WORK REQUIRED = For every line in the data below that contains "blob", copy the line.

-- SOURCE INFORMATION follows --

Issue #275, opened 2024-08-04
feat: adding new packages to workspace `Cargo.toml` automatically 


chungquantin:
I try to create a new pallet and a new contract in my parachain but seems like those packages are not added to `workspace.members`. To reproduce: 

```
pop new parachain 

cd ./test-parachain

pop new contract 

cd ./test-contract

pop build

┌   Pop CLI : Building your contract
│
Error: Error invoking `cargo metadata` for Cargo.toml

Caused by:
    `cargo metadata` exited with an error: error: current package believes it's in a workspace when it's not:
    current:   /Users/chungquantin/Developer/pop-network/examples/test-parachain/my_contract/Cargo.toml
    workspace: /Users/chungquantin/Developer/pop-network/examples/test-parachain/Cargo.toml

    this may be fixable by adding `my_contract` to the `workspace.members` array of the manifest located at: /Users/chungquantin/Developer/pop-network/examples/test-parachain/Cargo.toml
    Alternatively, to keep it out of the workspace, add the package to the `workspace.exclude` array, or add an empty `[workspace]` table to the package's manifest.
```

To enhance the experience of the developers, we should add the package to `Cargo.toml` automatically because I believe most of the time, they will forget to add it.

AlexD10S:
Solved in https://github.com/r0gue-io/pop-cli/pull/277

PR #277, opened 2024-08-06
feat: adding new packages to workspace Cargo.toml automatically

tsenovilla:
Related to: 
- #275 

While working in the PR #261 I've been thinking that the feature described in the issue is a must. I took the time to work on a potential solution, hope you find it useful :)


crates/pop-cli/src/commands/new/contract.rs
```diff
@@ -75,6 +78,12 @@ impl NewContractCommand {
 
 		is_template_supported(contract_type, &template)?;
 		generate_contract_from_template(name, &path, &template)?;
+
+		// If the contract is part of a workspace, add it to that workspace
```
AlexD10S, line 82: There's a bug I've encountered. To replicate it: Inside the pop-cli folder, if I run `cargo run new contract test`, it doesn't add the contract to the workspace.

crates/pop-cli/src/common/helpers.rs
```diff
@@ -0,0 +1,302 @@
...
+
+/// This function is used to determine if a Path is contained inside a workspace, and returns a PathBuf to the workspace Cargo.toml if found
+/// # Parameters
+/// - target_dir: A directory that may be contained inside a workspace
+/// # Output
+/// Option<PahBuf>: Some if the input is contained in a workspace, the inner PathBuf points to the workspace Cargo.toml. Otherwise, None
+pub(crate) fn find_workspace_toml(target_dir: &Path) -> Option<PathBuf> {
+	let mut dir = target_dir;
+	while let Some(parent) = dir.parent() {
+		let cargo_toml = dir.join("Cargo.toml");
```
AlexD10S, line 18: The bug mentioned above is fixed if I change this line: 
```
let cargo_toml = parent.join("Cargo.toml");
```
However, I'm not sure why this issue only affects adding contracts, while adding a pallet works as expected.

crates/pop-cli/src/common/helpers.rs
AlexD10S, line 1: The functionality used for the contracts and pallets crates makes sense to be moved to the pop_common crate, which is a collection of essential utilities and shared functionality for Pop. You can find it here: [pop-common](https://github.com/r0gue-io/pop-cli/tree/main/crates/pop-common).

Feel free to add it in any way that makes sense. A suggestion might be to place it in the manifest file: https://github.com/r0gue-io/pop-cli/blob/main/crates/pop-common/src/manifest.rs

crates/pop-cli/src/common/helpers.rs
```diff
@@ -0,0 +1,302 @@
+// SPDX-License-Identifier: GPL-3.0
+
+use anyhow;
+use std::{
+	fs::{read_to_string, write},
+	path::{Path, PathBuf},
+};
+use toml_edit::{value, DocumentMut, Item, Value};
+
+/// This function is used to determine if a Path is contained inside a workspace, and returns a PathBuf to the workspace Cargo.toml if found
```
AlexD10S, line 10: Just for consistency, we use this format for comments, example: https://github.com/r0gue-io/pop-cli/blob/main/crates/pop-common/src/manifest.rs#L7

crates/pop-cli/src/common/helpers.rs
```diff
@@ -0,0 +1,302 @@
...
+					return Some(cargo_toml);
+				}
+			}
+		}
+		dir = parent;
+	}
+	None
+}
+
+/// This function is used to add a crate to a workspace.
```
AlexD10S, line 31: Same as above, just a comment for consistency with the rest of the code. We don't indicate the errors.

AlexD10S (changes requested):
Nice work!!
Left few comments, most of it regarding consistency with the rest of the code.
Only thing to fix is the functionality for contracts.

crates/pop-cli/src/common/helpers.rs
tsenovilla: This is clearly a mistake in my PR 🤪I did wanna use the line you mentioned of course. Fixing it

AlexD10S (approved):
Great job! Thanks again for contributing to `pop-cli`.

-- SOURCE INFORMATION concluded --

ANSWER FOR THE TASK =
Feel free to add it in any way that makes sense. A suggestion might be to place it in the manifest file: https://github.com/r0gue-io/pop-cli/blob/main/crates/pop-common/src/manifest.rs
AlexD10S, line 10: Just for consistency, we use this format for comments, example: https://github.com/r0gue-io/pop-cli/blob/main/crates/pop-common/src/manifest.rs#L7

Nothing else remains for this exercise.